WORK REQUIRED
Search the entries for the word "java" and pull out each line that has it.

DATA TO EXAMINE
PR #610, opened 2017-07-17
Added maven license plugin and updated license headers in .java files

smithjp:


bbpennel:
One thing I'm wondering is if some the exclusions are necessary since the plugin is only set to include java source folders and jsp files?  Just seems like it would affect xml files and such if none of the locations where they are located are included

EXPECTED OUTPUT
Added maven license plugin and updated license headers in .java files
One thing I'm wondering is if some the exclusions are necessary since the plugin is only set to include java source folders and jsp files?  Just seems like it would affect xml files and such if none of the locations where they are located are included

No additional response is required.